Awesome!!! I'm so glad I get to meet you finally! Obi says he's happy too


----------



## Sylie (Apr 4, 2011)

nwyant1946 said:


> *Does everyone go to show their dogs or just to visit??? I'm only a 2 hour drive from Orlando. What is the fee to get in etc???*


No, everybody isn't showing. We go to meet each other and our fluffs and to see all the beautiful Malts parading their stuff. There is a rescue raffle, seminars and so much more. It doesn't cost anything to get in, although the hotel may charge for parking. If you register it costs $10 and then you get a goody bag that is worth more. You really should come.

*Everybody* else....'cause I am lousy at multi-quoting, thank you so much for your encouragement. :wub: I just can't wait.

Now I have to get busy making prizes for the rescue raffle. 

Oh, and I promise to take lots of pictures for the aunties who can't make it.


----------



## edelweiss (Apr 23, 2010)

Sylie said:


> Aw gee, Sandi :blush: Is there any hope that that might happen?
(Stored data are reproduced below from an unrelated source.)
PR #7670, opened 2025-05-27
Allow sharding delivery consumer to passivate self

### LINKED ISSUE #7664: Akka.Delivery at least once in cluster sharding does not respect sharding passivation convention
**Version Information**
Version of Akka.NET? dev

**Describe the bug**

From Discord.

Normally, a remember entity sharding entity can terminate itself by using `Context.Parent.Tell(new Passivate(PoisonPill.Instance)`. This can't be done when using Akka.Cluster.Sharding.Delivery because there is an extra layer of actor between the `Shard` actor and the actual user code actor. These actors should just pass the `Passivate` message to their parents to allow users to use the old passivation convention.

Arkatufus:
Fixes #7664

Allows user Akka.Cluster.Sharding.Delivery remember entity consumer actor to use `Context.Parent.Tell(new Passivate())` message convention to passivate itself.

## Changes

* Add `Passivate` message handler in `ShardingConsumerController"

### DIFF
--- a/src/contrib/cluster/Akka.Cluster.Sharding/Delivery/Internal/ShardingConsumerControllerImpl.cs
+++ b/src/contrib/cluster/Akka.Cluster.Sharding/Delivery/Internal/ShardingConsumerControllerImpl.cs
@@ -69,6 +69,11 @@ internal class ShardingConsumerController<T> : ReceiveActor, IWithStash
             _log.Debug("Consumer terminated before initialized.");
             Context.Stop(Self);
         });
+
+        Receive<Passivate>(_ => Sender.Equals(_consumer), p =>
+        {
+            Context.Parent.Tell(p);
+        });
         
         ReceiveAny(msg =>
         {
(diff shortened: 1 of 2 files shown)


src/contrib/cluster/Akka.Cluster.Sharding/Delivery/Internal/ShardingConsumerControllerImpl.cs
```diff
@@ -141,6 +160,25 @@ private void Active()
                 }
             }
         });
+
+        Receive<Passivate>(_ => Sender.Equals(_consumer), p =>
+        {
+            // only consume message if remember entities is enabled
+            if(ClusterSharding.Get(Context.System).Settings.RememberEntities)
```
Aaronontheweb: I would just always forward this to the parent and skip the permissions checks et al - no reason to overthink it here

Arkatufus: done

Aaronontheweb (approved):
LGTM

It isn't looking promising, but I haven't given up completely. I think one can register into April. It would also mean 2 back to back trips to the US--and an international move & 2 sets of house guest (l is a family of 5). I just don't know if I can manage it strength wise.
Of course I would want to fly down & see Marco too!!!!!!!:chili::chili:


----------



## Furbabies mom (Jul 25, 2011)

I'm so happy for you Sylvia!! Hope you all have a great time!!!


----------



## LuvMyBoys (Jan 2, 2012)

Don't forget to fill out the form that Aastha created!

http://spoiledmaltese.com/forum/80-maltese-showing-information/133346-info-natls-attendees.html


----------



## maggie's mommy (Mar 12, 2006)

I'm about an hour and a half from Orlando and have decided to go. I've never been to anything like this before, but I'm so looking forward to meeting all of you. I booked my hotel room yesterday and will be arriving on Wednesday, May 1st and checking out on Saturday, May 4th.


----------



## TLR (Nov 13, 2011)

Oh now I just have to be well enough by then to go. Luckily, I live an hour away and can play it by ear.


----------



## mfa (Oct 5, 2009)

Wow, so exciting! How great that you are going! :aktion033::aktion033:


----------



## lynda (Oct 11, 2005)

maggie's mommy said:


> I'm about an hour and a half from Orlando and have decided to go. I've never been to anything like this before, but I'm so looking forward to meeting all of you. I booked my hotel room yesterday and will be arriving on Wednesday, May 1st and checking out on Saturday, May 4th.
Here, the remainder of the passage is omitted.